::: DATA UNDER STUDY
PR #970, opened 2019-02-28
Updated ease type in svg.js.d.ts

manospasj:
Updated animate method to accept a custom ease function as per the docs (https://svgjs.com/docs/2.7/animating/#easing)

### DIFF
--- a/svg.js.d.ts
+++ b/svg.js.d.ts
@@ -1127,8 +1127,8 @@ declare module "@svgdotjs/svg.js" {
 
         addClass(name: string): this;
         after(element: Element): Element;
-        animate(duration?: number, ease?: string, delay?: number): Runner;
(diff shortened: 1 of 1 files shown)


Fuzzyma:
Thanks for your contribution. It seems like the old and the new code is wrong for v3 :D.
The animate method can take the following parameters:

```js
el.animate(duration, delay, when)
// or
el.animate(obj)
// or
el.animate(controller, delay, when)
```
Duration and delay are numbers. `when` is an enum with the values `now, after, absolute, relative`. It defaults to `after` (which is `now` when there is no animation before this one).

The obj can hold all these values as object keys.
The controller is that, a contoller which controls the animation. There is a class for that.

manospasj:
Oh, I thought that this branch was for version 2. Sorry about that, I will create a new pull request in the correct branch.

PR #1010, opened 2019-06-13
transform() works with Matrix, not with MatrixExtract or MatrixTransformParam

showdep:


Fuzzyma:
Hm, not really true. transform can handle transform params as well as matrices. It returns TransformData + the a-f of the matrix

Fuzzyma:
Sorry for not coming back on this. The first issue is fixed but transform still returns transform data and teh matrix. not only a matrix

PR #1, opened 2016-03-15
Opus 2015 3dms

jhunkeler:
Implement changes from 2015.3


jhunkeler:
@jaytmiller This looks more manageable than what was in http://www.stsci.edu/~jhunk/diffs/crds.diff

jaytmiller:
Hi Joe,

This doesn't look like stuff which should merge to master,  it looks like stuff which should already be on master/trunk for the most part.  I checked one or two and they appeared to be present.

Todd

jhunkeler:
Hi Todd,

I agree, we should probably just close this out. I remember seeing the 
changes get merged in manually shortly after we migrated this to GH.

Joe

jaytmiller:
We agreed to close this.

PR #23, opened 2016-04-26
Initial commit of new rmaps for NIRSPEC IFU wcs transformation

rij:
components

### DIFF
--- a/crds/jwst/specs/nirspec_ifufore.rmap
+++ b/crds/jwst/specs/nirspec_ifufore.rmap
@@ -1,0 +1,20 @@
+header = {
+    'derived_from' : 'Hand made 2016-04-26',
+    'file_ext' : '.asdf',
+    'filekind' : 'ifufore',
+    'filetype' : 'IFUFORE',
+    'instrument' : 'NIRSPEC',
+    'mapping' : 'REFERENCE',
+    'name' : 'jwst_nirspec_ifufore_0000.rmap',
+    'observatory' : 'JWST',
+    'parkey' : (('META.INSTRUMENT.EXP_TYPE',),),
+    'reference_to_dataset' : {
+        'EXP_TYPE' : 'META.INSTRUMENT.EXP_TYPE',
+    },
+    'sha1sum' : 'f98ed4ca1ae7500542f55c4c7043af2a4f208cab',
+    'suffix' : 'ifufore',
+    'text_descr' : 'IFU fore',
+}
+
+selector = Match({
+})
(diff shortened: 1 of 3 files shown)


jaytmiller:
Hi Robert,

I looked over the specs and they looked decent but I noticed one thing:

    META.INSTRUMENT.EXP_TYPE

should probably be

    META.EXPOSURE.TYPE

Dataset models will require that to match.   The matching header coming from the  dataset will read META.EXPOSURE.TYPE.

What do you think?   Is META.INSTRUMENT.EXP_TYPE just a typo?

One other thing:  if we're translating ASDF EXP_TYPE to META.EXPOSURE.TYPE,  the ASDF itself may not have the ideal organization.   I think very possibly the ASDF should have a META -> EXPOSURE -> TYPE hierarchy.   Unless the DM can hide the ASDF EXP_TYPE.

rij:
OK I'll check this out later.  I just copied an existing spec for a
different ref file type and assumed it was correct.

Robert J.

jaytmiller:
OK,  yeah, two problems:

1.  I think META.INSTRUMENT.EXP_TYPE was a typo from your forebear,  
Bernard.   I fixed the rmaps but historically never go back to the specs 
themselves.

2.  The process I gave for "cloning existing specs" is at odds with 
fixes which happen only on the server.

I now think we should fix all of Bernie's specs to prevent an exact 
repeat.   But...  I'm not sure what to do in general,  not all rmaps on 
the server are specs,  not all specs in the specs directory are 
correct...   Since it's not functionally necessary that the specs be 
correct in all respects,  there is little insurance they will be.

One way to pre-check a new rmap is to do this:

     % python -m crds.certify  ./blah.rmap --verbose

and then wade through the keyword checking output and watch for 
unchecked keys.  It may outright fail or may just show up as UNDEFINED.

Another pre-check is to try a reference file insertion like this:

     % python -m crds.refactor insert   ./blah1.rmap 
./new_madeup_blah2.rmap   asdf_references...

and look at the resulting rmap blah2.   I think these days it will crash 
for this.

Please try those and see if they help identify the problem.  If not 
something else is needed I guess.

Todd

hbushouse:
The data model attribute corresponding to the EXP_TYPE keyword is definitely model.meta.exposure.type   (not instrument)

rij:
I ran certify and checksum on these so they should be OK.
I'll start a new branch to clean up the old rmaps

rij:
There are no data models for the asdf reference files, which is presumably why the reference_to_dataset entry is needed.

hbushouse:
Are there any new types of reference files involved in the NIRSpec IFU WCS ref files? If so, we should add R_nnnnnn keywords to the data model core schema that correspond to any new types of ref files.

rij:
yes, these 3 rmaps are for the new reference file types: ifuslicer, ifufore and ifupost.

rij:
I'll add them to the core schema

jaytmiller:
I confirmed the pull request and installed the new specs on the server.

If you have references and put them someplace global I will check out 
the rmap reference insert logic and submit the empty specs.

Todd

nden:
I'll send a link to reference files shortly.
::::::
> _PROBLEM TO SOLVE_:
Exactly as written, reproduce the whole listing.

> _SOLUTION TO THE PROBLEM_:
PR #970, opened 2019-02-28
Updated ease type in svg.js.d.ts

manospasj:
Updated animate method to accept a custom ease function as per the docs (https://svgjs.com/docs/2.7/animating/#easing)

### DIFF
--- a/svg.js.d.ts
+++ b/svg.js.d.ts
@@ -1127,8 +1127,8 @@ declare module "@svgdotjs/svg.js" {
 
         addClass(name: string): this;
         after(element: Element): Element;
-        animate(duration?: number, ease?: string, delay?: number): Runner;
(diff shortened: 1 of 1 files shown)


Fuzzyma:
Thanks for your contribution. It seems like the old and the new code is wrong for v3 :D.
The animate method can take the following parameters:

```js
el.animate(duration, delay, when)
// or
el.animate(obj)
// or
el.animate(controller, delay, when)
```
Duration and delay are numbers. `when` is an enum with the values `now, after, absolute, relative`. It defaults to `after` (which is `now` when there is no animation before this one).

The obj can hold all these values as object keys.
The controller is that, a contoller which controls the animation. There is a class for that.

manospasj:
Oh, I thought that this branch was for version 2. Sorry about that, I will create a new pull request in the correct branch.

PR #1010, opened 2019-06-13
transform() works with Matrix, not with MatrixExtract or MatrixTransformParam

showdep:


Fuzzyma:
Hm, not really true. transform can handle transform params as well as matrices. It returns TransformData + the a-f of the matrix

Fuzzyma:
Sorry for not coming back on this. The first issue is fixed but transform still returns transform data and teh matrix. not only a matrix

PR #1, opened 2016-03-15
Opus 2015 3dms

jhunkeler:
Implement changes from 2015.3


jhunkeler:
@jaytmiller This looks more manageable than what was in http://www.stsci.edu/~jhunk/diffs/crds.diff

jaytmiller:
Hi Joe,

This doesn't look like stuff which should merge to master,  it looks like stuff which should already be on master/trunk for the most part.  I checked one or two and they appeared to be present.

Todd

jhunkeler:
Hi Todd,

I agree, we should probably just close this out. I remember seeing the 
changes get merged in manually shortly after we migrated this to GH.

Joe

jaytmiller:
We agreed to close this.

PR #23, opened 2016-04-26
Initial commit of new rmaps for NIRSPEC IFU wcs transformation

rij:
components

### DIFF
--- a/crds/jwst/specs/nirspec_ifufore.rmap
+++ b/crds/jwst/specs/nirspec_ifufore.rmap
@@ -1,0 +1,20 @@
+header = {
+    'derived_from' : 'Hand made 2016-04-26',
+    'file_ext' : '.asdf',
+    'filekind' : 'ifufore',
+    'filetype' : 'IFUFORE',
+    'instrument' : 'NIRSPEC',
+    'mapping' : 'REFERENCE',
+    'name' : 'jwst_nirspec_ifufore_0000.rmap',
+    'observatory' : 'JWST',
+    'parkey' : (('META.INSTRUMENT.EXP_TYPE',),),
+    'reference_to_dataset' : {
+        'EXP_TYPE' : 'META.INSTRUMENT.EXP_TYPE',
+    },
+    'sha1sum' : 'f98ed4ca1ae7500542f55c4c7043af2a4f208cab',
+    'suffix' : 'ifufore',
+    'text_descr' : 'IFU fore',
+}
+
+selector = Match({
+})
(diff shortened: 1 of 3 files shown)


jaytmiller:
Hi Robert,

I looked over the specs and they looked decent but I noticed one thing:

    META.INSTRUMENT.EXP_TYPE

should probably be

    META.EXPOSURE.TYPE

Dataset models will require that to match.   The matching header coming from the  dataset will read META.EXPOSURE.TYPE.

What do you think?   Is META.INSTRUMENT.EXP_TYPE just a typo?

One other thing:  if we're translating ASDF EXP_TYPE to META.EXPOSURE.TYPE,  the ASDF itself may not have the ideal organization.   I think very possibly the ASDF should have a META -> EXPOSURE -> TYPE hierarchy.   Unless the DM can hide the ASDF EXP_TYPE.

rij:
OK I'll check this out later.  I just copied an existing spec for a
different ref file type and assumed it was correct.

Robert J.

jaytmiller:
OK,  yeah, two problems:

1.  I think META.INSTRUMENT.EXP_TYPE was a typo from your forebear,  
Bernard.   I fixed the rmaps but historically never go back to the specs 
themselves.

2.  The process I gave for "cloning existing specs" is at odds with 
fixes which happen only on the server.

I now think we should fix all of Bernie's specs to prevent an exact 
repeat.   But...  I'm not sure what to do in general,  not all rmaps on 
the server are specs,  not all specs in the specs directory are 
correct...   Since it's not functionally necessary that the specs be 
correct in all respects,  there is little insurance they will be.

One way to pre-check a new rmap is to do this:

     % python -m crds.certify  ./blah.rmap --verbose

and then wade through the keyword checking output and watch for 
unchecked keys.  It may outright fail or may just show up as UNDEFINED.

Another pre-check is to try a reference file insertion like this:

     % python -m crds.refactor insert   ./blah1.rmap 
./new_madeup_blah2.rmap   asdf_references...

and look at the resulting rmap blah2.   I think these days it will crash 
for this.

Please try those and see if they help identify the problem.  If not 
something else is needed I guess.

Todd

hbushouse:
The data model attribute corresponding to the EXP_TYPE keyword is definitely model.meta.exposure.type   (not instrument)

rij:
I ran certify and checksum on these so they should be OK.
I'll start a new branch to clean up the old rmaps

rij:
There are no data models for the asdf reference files, which is presumably why the reference_to_dataset entry is needed.

hbushouse:
Are there any new types of reference files involved in the NIRSpec IFU WCS ref files? If so, we should add R_nnnnnn keywords to the data model core schema that correspond to any new types of ref files.

rij:
yes, these 3 rmaps are for the new reference file types: ifuslicer, ifufore and ifupost.

rij:
I'll add them to the core schema

jaytmiller:
I confirmed the pull request and installed the new specs on the server.

If you have references and put them someplace global I will check out 
the rmap reference insert logic and submit the empty specs.

Todd

nden:
I'll send a link to reference files shortly.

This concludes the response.